Emergent Computational Gating in Dense Transformers

We didn't go looking for a routing mechanism in dense transformer models — there isn't one in the architecture. But every token entering Mistral-7B, Mistral-Small-24B, and Qwen3-4B gets routed into one of two processing paths at layers 3-4, and the routing is consistent enough that it's clearly a real circuit, not a statistical artifact.

The core finding

Every token entering the model gets routed into one of two paths:

• Mode A (93–95% of tokens): shallow processing, minimal transformation
• Mode B (5–7%): deep processing, massive representational shift

There's no mixture-of-experts routing. There's no explicit gating layer. The model develops this routing during training, on its own.

Cross-architecture confirmation

Model	Family	Parameters	Gate Layer	Mode B share
Mistral-7B	Mistral	7B	L3-4	~50% of outlier tokens
Mistral-Small-24B	Mistral	24B	L3-4	47.6% of responses
Qwen3-4B	Qwen	4B	L3-4	7.27% of tokens

Statistical evidence

Model	Evidence
Mistral-7B	L2-L3 avg distance +2,170%, std dev +17,750%, avg/median ratio 17.9×
Mistral-Small-24B	Cohen's d = 4.8, Silhouette = 0.83, AUC-ROC = 0.97, p < 0.001
Qwen3-4B	Feature 374 correlation 0.96 across L3–L5, bimodal ratio 1.09

Causal proof

Ablating the gate at Layer 3 in Qwen3-4B:

Metric	Baseline	After ablation	Change
L6 Mode B mean	308.6	20.5	-93.4%
L6 extreme tokens (>p99.9)	20	0	-100%
L6 max	11,475.4	147.3	-98.7%

Removing the gate removes the downstream behavior. That's the test we wanted — a functional circuit, not a correlation.

Three-stage pipeline (Qwen3-4B, 200K tokens)

Stage	Layers	Behavior	Mode B %
Shallow triage	L0–L5	Bimodal gate, selective routing	5–17%
Deep explosion	L6–L15	Std dev explodes 4,289%, tokens leave vocabulary space	0.1%
Final routing	L16–L35	Steady divergence, second bimodal gate at L35	0.2–10.9%

The L5 compression dip

Every L6-extreme token follows the same trajectory: scores build through L0–L4, drop at L5, then explode 300×+ at L6.

Token ' unwanted':  L3=43.4, L4=48.3, L5=31.2, L6=11,409.6
Token ' tops':      L3=38.5, L4=45.1, L5=25.7, L6=10,678.6

It's a two-stage funnel: 100% of L6-extreme tokens were L3 Mode B, but only 1.6% of L3 Mode B tokens become L6-extreme. The first gate qualifies; the second commits.

Where standard SAEs break

Sparse autoencoders, the dominant interpretability tool, completely fail on deep computation layers in these models. A pipeline of SipIt invertibility + a pre-trained SAE + GLP diffusion prior recovers what they miss.

Layer	Role	SAE explained variance	Pipeline explained variance
L3	Gate	92.2%	99.99%
L5	Compression	85.2%	99.99%
L6	Explosion	-905%	100.0%
L8	Post-explosion	-1,111%	100.0%
L16	Deep compute	-1,058%	100.0%
L24	Deepest	-3,059%	100.0%
L35	Final gate	86.9%	99.97%

The takeaway we drew: deep computation layers use dense / distributed representations, not the sparse features SAEs are built to extract. That's a blind spot in the dominant interpretability approach, not a defect in our SAEs.

Thinking-mode experiment

Qwen3's <think> token does not widen the gate. It amplifies depth.
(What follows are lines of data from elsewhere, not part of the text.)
PR #34447, opened 2024-07-22
[OO] Scenes Integration Tests

lpbeliveau-silabs:
Added test for scenes integration in onoff cluster.

Note:
Some extra steps had to be added due to the integration with the level control cluster, they will be added to the test plan repo once this PR is approved.

### DIFF
--- a/src/app/tests/suites/certification/Test_TC_OO_2_7.yaml
+++ b/src/app/tests/suites/certification/Test_TC_OO_2_7.yaml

Layer	Baseline Mode B %	Think Mode B %	Baseline max	Think max
L6	0.2%	0.2%	11,679	17,013 (+45.6%)
L35	8.9%	8.1%	3,896	7,272 (+86.7%)

Emotion probe results

Category	L6 mean	L6 max	vs. neutral
Emotion	7,218	10,405	+48%
High valence	6,383	7,639	+31%
Neutral	4,874	5,438	baseline

The gate fires on the first token of the sentence. The model decides at onset whether deep processing is needed.